Roberts alleges Andover, the management company running it and its owners are guilty of violating federal and state nursing home regulations and the New Jersey Consumer Fraud Act.
Other defendants included in the class action are Altitude Investments and Healthcare Services Group.
Roberts also listed John Does 1-100 and ABC Corporations 1-100 as defendants in the class action lawsuit to represent “licensed health care professionals, employees, agents, administrators, aides, officers, managers, sanitation workers, orderlies, security officers and/or other duly authorized individuals” and any other management companies that “caused, contributed to, or are otherwise liable for,” the deaths of Roberts’ uncle and the other care home patients.
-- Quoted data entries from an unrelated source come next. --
PR #3364, opened 2018-01-18
Next to devel

### LINKED ISSUE #3367: CI for latest devel is broken
See https://github.com/Tribler/tribler/pull/3366.

devos50:
Fixes #3367


devos50:
@qstokkink @xoriole ready for your review. I've fixed the upgrade issue in https://github.com/Tribler/tribler/pull/3364/commits/46a814974e1bce72c3e9834d62a583c6a28531b4 and I would like to know whether you agree with this solution.

Simply said, I made sure that the current `TriblerConfig` object is reused and not initialized again. I also improved the upgrade script so it only merges the `libtribler.conf` and `tribler.conf` files once (they are removed when the upgrade is done). Also, the trustchain option is only enabled when we are actually upgrading from 7.0 to 7.1.

Also, the mac GUI test fails again, probably due to the popup. I will fix it tomorrow.

xoriole:
retest this please

xoriole:
@devos50 I like the idea of reusing the current ```TriblerConfig``` object but I don't think it's a good idea to remove ```libtribler.conf``` and ```tribler.conf``` after merge. This can lead to inconsistent state if Tribler crashes.

PR #3375, opened 2018-01-20
Remove redundant logic from LibtorrentDownloadImpl.network_stop

vandenheuvel:
This method appears to contain useless statements.


vandenheuvel:
@devos50 Do you think this is a good change, or am I missing something?

devos50:
I'm not 100% sure whether this code can be removed. The VCS annotations suggest that @egbertbouman created this code. I will ask about it on monday.

egbertbouman:
It doesn't look like this is being used anymore. The pstate.set gets called, but nothing is being done with pstate. Feel free to remove!

vandenheuvel:
@egbertbouman thanks, I'll update this branch and put it on `READY` for  @devos50 to review.

devos50:
Thanks!

PR #3383, opened 2018-01-22
Check dialog widget is None

xoriole:
Removed previous dialog if exists when opening a new dialog and also checked if the dialog is none when handling torrent from URL.


TriblerGUI/tribler_window.py
```diff
@@ -456,7 +456,12 @@ def start_download_from_uri(self, uri):
...
 
         if get_gui_setting(self.gui_settings, "ask_download_settings", True, is_bool=True):
-            self.dialog = StartDownloadDialog(self.window().stackedWidget, self.download_uri)
+            # Clear any previous dialog if exists
+            if self.dialog:
+                self.dialog.setParent(None)
+                self.dialog = None
+
+            self.dialog = StartDownloadDialog(self, self.download_uri)
             self.dialog.button_clicked.connect(self.on_start_download_action)
```
qstokkink: Shouldn't you also disconnect this?

xoriole: yes, thanks for reminding

PR #3410, opened 2018-01-29
Hooked IPv8 into MIMEndpoint

qstokkink:
Added the IPv8 stack (without loaded communities) onto the existing Dispersy endpoint.


devos50:
@qstokkink make sure to update the builders so ipv8 is copied into the frozen environment.

PR #3426, opened 2018-01-31
Monitor free disk space

### LINKED ISSUE #3423: IOError: No space left on device
From reporter (Tribler 7.0.0)
```python
File "TriblerGUI\event_request_manager.py", line 99, in on_read_data
RuntimeError: [Failure instance: Traceback: <type 'exceptions.IOError'>: [Errno 28] No space left on device
lib\site-packages\twisted\internet\base.py:1243:run
lib\site-packages\twisted\internet\base.py:1252:mainLoop
lib\site-packages\twisted\internet\base.py:878:runUntilCurrent
lib\site-packages\twisted\internet\task.py:239:__call__
lib\site-packages\twisted\internet\defer.py:150:maybeDeferred
Tribler\dispersy\discovery\community.py:809:clean_and_save
]
```

In the report, we see that Tribler was already running for over 10 hours before it crashed. We do already have a disk space check at the startup but it seems it is not sufficient. We need to continuously monitor the available disk space and notify the user when disk space is below a threshold.

In case the disk space is critically low, we should stop the downloads and also the core, and ask the user to free up the disk and restart Tribler.

xoriole:
Monitor free disk space.
Fixes #3423 `No space left on device`


Tribler/Core/Modules/resource_monitor.py
```diff
@@ -62,6 +66,19 @@ def check_resources(self):
         elif hasattr(self.process, "memory_info") and callable(getattr(self.process, "memory_info")):
             self.memory_data.append((time_seconds, self.process.memory_info().rss))
 
+        # Check for available disk space
+        disk_usage = psutil.disk_usage(".")
```
qstokkink: Is this the same as the disk being downloaded to?

devos50: Interesting question. Insufficient disk space when downloading torrents should be handled by libtorrent already IIRC. We're writing quite some stuff to our Tribler state dir (`.Tribler`) and theoretically, this could be on another disk. This code line fetches the available space of the disk where the _Python source files_ are located, which might be a different disk than the state directory.

TLDR: I would change it to something like `psutil.disk_usage(self.session.config.get_state_dir())`.

Tribler/Core/Modules/resource_monitor.py
```diff
@@ -62,6 +66,19 @@ def check_resources(self):
...
+        self.disk_usage_data.append({"time": time_seconds,
+                                     "total": disk_usage.total,
+                                     "used": disk_usage.used,
+                                     "free": disk_usage.free,
+                                     "percent": disk_usage.percent})
+
+        # Notify session if less than 100MB of disk space is available
+        if disk_usage.free < 100 * (1024 * 1024.0):
```
devos50: either use 1024.0 or 1024, not both please 👍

Has your loved one been a resident at the Andover Subacute Rehabilitation Center I or II? Did they contract COVID-19 while there? Tell us about it in the comment section below.
Roberts and the proposed Class Members are represented by Alina Habba of Habba Madaio & Associates LLP and Joseph Lipari of The Sultzer Law Group PC.
The Andover Nursing Homes COVID-19 Deaths Class Action Lawsuit is Estate of Albert C. Roberts By Brian Roberts, et al. v. Andover Subacute Rehabilitation Center, et al., Case No. L-358-20, in the Superior Court of New Jersey, County of Sussex.